I do enjoy lunches so much. Here are two of my recent favorites.
Birthday Lunch. The first was to celebrate my birthday a few days ago. I had gone to the North End the previous week to replenish my supply of the best dried porcini (1/2 kilo bag and a small bank loan). The grocer I rely on there is Salumeria Italiana, and I also picked up a package that looked intriguing: pasta with truffle, a tagliolini by Morelli. I decided that this would be stupendous with Tartufata, a mixture of cooked porcini, black olives and truffles, also from Italy. It was easy to do: boil the pasta (which cooked very quickly), toss with tartufata and reserved pasta water, add some chopped up marinated tomatoes, a few basil leaves, salt and pepper and a drizzle of olive oil. Pair it with a bottle of 2011 Riecine Chianti Classico, a stunning raw and natural wine from John at Social Wines, and be very happy that you are alive on your birthday to enjoy it all.

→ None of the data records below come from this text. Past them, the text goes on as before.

PR #508, opened 2021-10-01
Fix StreamTelescope BQ merge functions

aroelo:
- Use task instance start date to determine days between last merge and now, instead of release end date. The release end date is still used to determine the ingestion partition date.
- Check if transform files are available when creating bq_info in case batch_load is set to true. 
Because the bq_delete_old, bq_append_new and cleanup tasks have a trigger rule of 'none_failed', these tasks won't be skipped even when the setup tasks return False (because e.g. no new releases are available). For the case of the unpaywall feed it would try to load a non-existing partition into the main table.

### DIFF
--- a/observatory-platform/observatory/platform/workflows/stream_telescope.py
+++ b/observatory-platform/observatory/platform/workflows/stream_telescope.py
@@ -268,11 +268,11 @@ class StreamTelescope(Workflow):
 
         dag_run: DagRun = kwargs["dag_run"]
         ti: TaskInstance = kwargs["ti"]
-        start_date = pendulum.instance(get_prev_start_date_success_task(dag_run, ti.task_id))
-        end_date = release.end_date
-        if (end_date - start_date).days + 1 >= self.bq_merge_days:
+        start_date = pendulum.instance(get_prev_start_date_success_task(dag_run, ti.task_id)).start_of("day")
+        now = pendulum.instance(ti.start_date).start_of("day")
+        if (now - start_date).days >= self.bq_merge_days:
             logging.info(
-                f"Deleting old data from main table using partitions after {start_date} and on or before" f" {end_date}"
+                f"Deleting old data from main table using partitions after {start_date} and on or before {release.end_date}"
             )
             bq_load_info = get_bq_load_info(
                 self.dag_id, release.transform_folder, release.transform_files, self.batch_load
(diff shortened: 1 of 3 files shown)


jdddog:
Is this one ready for review?

aroelo:
> Is this one ready for review?

Yes, thanks for asking :-)

observatory-platform/observatory/platform/workflows/stream_telescope.py
```diff
@@ -268,19 +268,19 @@ def bq_delete_old(self, release: StreamRelease, **kwargs):
 
         dag_run: DagRun = kwargs["dag_run"]
         ti: TaskInstance = kwargs["ti"]
-        start_date = pendulum.instance(get_prev_start_date_success_task(dag_run, ti.task_id))
-        end_date = release.end_date
-        if (end_date - start_date).days + 1 >= self.bq_merge_days:
+        start_date = pendulum.instance(get_prev_start_date_success_task(dag_run, ti.task_id)).start_of("day")
```
jdddog, line 271: Should `start_date =` be using the start date of the previous task or the `release.end_date` of the previous release that was merged? Since the partition date used by `bq_load_ingestion_partition` is `release.end_date`?

Also, in the SQL queries `insert_from_partitions` and `merge_delete_matched`, `_PARTITIONDATE > '{{ start_date }}' AND _PARTITIONDATE <= '{{ end_date }}'` will always skip the start date? 

And the start_date supplied to the query will always skip partitions because the partition is set to `release.end_date`, which always occurs before the date that the previous task ran.

I wonder if it would make it more robust to query the BigQuery table to find out the last partition date? It is probably the best source of truth for that information in this case because the BigQuery table is what is being updated.

observatory-platform/observatory/platform/workflows/stream_telescope.py
```diff
@@ -268,19 +268,19 @@ def bq_delete_old(self, release: StreamRelease, **kwargs):
...
+        now = pendulum.instance(ti.start_date).start_of("day")
+        if (now - start_date).days >= self.bq_merge_days:
```
jdddog, line 273: I personally think it would make things a lot simpler and easier to maintain to remove the merge days feature.

jdddog (commented):
Hey Aniek, I've left a few comments about the wider stream telescope and some questions about the dates that are being used - it could just be my lack of understanding about how some of the BigQuery SQL scripts work.

aroelo:
As discussed this morning on our team standup it will be better for now to remove the bq_merge functionality. The costs of running multiple merge queries might be slightly higher, but it will make overall maintenance easier.
I will close this PR and open a new one to remove the functionality.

White Eggplant and Tomato in the Style of Santorini. Today was a quiet Sunday. At the farmers market in West Acton I bought a few things, and the most interesting was a white eggplant variety, similar to one I had in Santorini. So I made a late lunch with this, and some of my other favorite items of the week — new red potatoes, and cooked red Tolosa beans from the Basque country of Spain. This eggplant was quite firm, with very few seeds, so it took quite awhile to soften and be fully cooked, using a non-stick skillet and several glugs of olive oil from Puglia and lemon thyme from our garden.
I removed the cooked eggplant to a serving platter, then heated some more olive oil (first flavored with three cloves of garlic) and made a rich, thick tomato sauce with peeled chopped fresh tomatoes (2), canned Italian tomatoes (3) and juice, and 2 tablespoons of double-concentrated tomato paste from Santorini. The sauce was cooled and then layered atop each slice of eggplant, and topped with salt-packed Spanish capers which had been rinsed and drained a few times.
The Tolosa beans had been cooked the day before, so they just needed to be heated up with finely diced red onion and olive oil, and the potatoes were simply boiled until tender, peeled, and seasoned generously with olive oil, salt and pepper. The wine was perfect for it — the rest of the bottle of Riecine Chianti.